• Exercise objective
Find the line containing "PR #5909, opened 2017-03-20" in the records below. Copy exactly that line and each one after it, ending at the line containing "Other changes: (done", and nothing more.

• Stored data

━━━

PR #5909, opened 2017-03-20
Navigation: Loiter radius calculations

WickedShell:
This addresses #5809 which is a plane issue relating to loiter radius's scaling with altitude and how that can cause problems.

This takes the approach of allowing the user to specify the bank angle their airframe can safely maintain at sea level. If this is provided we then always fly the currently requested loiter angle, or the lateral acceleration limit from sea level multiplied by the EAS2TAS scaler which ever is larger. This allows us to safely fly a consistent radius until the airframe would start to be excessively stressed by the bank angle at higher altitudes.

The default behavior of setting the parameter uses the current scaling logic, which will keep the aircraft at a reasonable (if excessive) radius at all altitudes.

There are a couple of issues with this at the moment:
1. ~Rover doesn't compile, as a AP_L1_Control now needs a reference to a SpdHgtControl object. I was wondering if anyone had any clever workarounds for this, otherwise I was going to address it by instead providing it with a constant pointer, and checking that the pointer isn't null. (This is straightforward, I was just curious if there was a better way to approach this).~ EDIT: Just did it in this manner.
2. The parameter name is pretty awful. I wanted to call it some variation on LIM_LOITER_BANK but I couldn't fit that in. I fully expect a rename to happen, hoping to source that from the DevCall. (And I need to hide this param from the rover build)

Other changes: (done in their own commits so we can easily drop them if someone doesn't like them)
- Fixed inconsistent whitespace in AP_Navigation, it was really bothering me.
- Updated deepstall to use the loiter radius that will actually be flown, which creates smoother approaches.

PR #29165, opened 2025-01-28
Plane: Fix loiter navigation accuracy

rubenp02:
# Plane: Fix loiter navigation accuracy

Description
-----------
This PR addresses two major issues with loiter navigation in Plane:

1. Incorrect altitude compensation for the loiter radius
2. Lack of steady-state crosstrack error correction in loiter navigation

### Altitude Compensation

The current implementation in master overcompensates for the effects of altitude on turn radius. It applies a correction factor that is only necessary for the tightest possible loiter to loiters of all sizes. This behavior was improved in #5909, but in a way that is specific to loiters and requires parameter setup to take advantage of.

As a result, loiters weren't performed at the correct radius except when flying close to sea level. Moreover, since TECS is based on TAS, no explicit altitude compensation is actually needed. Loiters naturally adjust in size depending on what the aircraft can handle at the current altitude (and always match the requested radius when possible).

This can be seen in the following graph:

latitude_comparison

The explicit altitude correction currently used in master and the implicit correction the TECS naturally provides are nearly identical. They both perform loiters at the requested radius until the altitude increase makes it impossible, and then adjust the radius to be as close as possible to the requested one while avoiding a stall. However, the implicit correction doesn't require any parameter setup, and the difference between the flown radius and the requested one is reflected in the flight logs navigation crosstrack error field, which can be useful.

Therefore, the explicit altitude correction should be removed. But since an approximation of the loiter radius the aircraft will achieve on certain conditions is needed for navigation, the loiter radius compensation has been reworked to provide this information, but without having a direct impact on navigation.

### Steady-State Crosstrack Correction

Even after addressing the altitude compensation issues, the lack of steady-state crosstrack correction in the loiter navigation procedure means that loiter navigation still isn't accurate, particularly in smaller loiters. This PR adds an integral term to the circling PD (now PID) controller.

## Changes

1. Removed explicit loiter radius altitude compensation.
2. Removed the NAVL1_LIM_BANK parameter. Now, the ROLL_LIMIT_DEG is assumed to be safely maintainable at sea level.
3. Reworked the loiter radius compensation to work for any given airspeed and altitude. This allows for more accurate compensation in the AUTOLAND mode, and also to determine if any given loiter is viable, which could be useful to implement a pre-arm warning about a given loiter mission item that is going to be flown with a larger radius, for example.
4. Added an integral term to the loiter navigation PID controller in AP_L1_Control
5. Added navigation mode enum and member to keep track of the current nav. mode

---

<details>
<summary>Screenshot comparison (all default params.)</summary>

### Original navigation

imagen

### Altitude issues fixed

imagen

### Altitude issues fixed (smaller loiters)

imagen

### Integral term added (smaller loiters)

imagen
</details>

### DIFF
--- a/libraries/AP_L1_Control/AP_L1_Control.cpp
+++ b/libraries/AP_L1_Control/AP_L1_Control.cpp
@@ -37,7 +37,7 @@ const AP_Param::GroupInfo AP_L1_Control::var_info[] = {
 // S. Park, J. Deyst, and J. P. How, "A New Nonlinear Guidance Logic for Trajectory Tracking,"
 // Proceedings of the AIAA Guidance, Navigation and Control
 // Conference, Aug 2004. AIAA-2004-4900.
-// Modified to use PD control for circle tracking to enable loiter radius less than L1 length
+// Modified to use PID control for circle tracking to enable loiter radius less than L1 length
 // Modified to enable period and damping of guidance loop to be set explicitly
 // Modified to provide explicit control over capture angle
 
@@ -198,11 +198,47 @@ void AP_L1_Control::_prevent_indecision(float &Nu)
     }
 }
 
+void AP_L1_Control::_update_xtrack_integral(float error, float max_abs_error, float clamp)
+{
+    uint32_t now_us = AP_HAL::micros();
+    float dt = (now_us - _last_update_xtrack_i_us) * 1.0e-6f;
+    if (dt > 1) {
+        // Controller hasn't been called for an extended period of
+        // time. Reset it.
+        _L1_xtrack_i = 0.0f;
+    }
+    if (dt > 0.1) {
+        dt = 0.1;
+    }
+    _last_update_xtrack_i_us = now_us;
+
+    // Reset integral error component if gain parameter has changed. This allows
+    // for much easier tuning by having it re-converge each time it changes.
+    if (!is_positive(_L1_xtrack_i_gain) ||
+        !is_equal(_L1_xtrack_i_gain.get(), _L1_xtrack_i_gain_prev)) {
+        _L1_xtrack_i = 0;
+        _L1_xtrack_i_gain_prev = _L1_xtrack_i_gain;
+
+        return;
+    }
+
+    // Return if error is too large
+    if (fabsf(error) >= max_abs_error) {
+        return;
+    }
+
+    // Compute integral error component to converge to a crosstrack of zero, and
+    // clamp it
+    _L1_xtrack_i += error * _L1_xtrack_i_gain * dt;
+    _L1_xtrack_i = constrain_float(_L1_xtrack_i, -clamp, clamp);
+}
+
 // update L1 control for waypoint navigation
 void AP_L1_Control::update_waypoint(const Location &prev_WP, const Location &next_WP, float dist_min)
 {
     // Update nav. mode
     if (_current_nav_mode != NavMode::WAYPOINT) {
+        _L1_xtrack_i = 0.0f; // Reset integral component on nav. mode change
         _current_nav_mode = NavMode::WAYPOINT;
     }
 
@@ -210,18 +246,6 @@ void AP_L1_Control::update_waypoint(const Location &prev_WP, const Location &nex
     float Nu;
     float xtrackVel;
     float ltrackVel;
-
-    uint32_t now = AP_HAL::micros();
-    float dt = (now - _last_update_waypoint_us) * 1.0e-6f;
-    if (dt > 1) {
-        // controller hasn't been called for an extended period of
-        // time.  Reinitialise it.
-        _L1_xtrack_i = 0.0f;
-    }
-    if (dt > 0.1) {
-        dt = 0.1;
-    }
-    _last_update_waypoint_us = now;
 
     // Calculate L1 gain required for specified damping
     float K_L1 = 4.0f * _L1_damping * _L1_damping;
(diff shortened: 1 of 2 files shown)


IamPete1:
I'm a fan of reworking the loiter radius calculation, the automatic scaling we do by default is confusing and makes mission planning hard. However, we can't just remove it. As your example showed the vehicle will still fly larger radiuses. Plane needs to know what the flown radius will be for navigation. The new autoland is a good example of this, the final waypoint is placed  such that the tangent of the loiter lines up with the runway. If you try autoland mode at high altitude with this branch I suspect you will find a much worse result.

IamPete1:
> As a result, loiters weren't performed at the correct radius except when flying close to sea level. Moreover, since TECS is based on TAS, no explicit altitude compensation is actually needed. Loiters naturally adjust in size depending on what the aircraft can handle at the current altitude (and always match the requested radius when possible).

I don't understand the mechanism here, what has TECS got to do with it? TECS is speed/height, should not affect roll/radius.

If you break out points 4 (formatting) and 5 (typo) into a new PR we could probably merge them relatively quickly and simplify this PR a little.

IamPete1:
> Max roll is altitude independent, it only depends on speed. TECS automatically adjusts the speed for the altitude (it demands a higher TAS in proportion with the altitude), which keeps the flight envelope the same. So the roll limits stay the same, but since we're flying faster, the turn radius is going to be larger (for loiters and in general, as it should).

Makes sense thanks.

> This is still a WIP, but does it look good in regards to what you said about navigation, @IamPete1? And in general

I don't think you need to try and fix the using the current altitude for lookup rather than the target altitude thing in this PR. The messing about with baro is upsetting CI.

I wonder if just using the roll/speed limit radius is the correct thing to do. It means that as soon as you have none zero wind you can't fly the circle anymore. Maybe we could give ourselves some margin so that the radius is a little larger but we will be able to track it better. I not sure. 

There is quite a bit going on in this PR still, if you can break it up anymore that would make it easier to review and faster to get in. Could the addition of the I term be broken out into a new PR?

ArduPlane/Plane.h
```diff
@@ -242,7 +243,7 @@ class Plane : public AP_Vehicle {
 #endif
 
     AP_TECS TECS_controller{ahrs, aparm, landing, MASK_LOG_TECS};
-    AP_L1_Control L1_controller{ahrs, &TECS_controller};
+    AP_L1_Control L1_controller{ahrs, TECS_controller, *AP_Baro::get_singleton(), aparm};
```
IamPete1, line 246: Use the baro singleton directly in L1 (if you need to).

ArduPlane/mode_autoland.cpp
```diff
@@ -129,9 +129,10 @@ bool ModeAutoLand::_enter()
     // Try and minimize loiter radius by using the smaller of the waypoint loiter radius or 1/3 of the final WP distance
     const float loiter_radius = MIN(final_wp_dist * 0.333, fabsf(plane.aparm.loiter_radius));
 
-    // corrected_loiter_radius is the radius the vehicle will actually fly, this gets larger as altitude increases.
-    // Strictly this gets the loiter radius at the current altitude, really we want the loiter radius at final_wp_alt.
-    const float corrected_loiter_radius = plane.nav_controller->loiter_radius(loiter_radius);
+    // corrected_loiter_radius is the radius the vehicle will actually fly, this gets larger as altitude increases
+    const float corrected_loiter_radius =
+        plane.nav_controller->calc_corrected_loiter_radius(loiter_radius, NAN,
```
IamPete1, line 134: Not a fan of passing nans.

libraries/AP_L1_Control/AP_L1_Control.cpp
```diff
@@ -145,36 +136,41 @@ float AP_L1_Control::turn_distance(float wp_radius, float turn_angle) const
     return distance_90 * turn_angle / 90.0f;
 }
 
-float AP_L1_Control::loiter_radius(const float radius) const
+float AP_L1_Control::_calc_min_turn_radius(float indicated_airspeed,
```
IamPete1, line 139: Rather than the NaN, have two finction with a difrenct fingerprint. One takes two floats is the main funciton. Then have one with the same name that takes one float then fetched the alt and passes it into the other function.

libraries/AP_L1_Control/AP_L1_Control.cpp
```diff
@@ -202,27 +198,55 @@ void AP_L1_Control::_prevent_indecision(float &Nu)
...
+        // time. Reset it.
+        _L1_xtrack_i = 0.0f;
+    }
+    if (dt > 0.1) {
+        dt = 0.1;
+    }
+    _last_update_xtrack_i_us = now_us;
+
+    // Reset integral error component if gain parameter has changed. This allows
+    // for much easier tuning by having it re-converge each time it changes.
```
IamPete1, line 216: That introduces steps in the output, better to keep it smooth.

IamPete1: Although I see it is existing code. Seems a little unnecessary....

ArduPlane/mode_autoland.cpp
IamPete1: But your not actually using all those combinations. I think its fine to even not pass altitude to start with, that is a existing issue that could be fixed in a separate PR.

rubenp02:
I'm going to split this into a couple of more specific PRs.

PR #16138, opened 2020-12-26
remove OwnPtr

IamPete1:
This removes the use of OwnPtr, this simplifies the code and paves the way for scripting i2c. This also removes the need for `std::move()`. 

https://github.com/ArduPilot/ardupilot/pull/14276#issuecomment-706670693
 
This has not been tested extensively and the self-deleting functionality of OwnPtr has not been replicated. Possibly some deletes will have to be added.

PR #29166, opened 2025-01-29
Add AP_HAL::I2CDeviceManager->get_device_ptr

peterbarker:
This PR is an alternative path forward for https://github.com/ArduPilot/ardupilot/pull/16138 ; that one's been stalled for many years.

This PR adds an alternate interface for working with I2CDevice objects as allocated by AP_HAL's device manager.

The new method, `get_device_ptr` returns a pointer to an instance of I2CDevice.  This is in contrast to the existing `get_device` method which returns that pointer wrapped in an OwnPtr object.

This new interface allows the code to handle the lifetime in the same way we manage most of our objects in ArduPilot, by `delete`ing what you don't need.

━━━

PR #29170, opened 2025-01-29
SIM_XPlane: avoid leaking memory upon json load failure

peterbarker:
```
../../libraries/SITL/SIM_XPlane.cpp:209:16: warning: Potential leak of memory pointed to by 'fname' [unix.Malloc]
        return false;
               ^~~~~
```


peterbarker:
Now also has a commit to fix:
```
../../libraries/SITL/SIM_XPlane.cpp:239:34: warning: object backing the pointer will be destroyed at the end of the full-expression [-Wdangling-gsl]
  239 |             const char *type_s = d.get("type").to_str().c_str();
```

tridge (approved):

━━━

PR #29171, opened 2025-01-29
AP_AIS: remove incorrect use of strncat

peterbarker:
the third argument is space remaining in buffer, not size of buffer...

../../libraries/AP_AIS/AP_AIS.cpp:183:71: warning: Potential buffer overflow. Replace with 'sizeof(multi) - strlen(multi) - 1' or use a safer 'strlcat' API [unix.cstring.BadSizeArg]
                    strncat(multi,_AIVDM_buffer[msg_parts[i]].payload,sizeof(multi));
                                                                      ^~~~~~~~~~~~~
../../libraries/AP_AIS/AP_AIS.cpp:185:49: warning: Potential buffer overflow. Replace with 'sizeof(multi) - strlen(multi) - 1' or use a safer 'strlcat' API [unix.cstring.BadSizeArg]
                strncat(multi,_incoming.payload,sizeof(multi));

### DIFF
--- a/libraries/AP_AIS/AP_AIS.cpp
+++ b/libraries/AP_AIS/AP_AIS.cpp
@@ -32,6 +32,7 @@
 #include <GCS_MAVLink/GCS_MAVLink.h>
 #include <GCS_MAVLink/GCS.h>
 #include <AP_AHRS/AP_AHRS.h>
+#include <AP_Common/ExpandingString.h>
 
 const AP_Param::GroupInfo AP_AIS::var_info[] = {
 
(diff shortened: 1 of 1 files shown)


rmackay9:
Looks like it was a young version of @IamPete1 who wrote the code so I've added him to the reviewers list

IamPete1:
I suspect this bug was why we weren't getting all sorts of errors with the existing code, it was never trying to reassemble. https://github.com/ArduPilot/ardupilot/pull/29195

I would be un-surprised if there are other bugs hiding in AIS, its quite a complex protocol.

━━━

• Expected output
PR #5909, opened 2017-03-20
Navigation: Loiter radius calculations

WickedShell:
This addresses #5809 which is a plane issue relating to loiter radius's scaling with altitude and how that can cause problems.

This takes the approach of allowing the user to specify the bank angle their airframe can safely maintain at sea level. If this is provided we then always fly the currently requested loiter angle, or the lateral acceleration limit from sea level multiplied by the EAS2TAS scaler which ever is larger. This allows us to safely fly a consistent radius until the airframe would start to be excessively stressed by the bank angle at higher altitudes.

The default behavior of setting the parameter uses the current scaling logic, which will keep the aircraft at a reasonable (if excessive) radius at all altitudes.

There are a couple of issues with this at the moment:
1. ~Rover doesn't compile, as a AP_L1_Control now needs a reference to a SpdHgtControl object. I was wondering if anyone had any clever workarounds for this, otherwise I was going to address it by instead providing it with a constant pointer, and checking that the pointer isn't null. (This is straightforward, I was just curious if there was a better way to approach this).~ EDIT: Just did it in this manner.
2. The parameter name is pretty awful. I wanted to call it some variation on LIM_LOITER_BANK but I couldn't fit that in. I fully expect a rename to happen, hoping to source that from the DevCall. (And I need to hide this param from the rover build)

Other changes: (done in their own commits so we can easily drop them if someone doesn't like them)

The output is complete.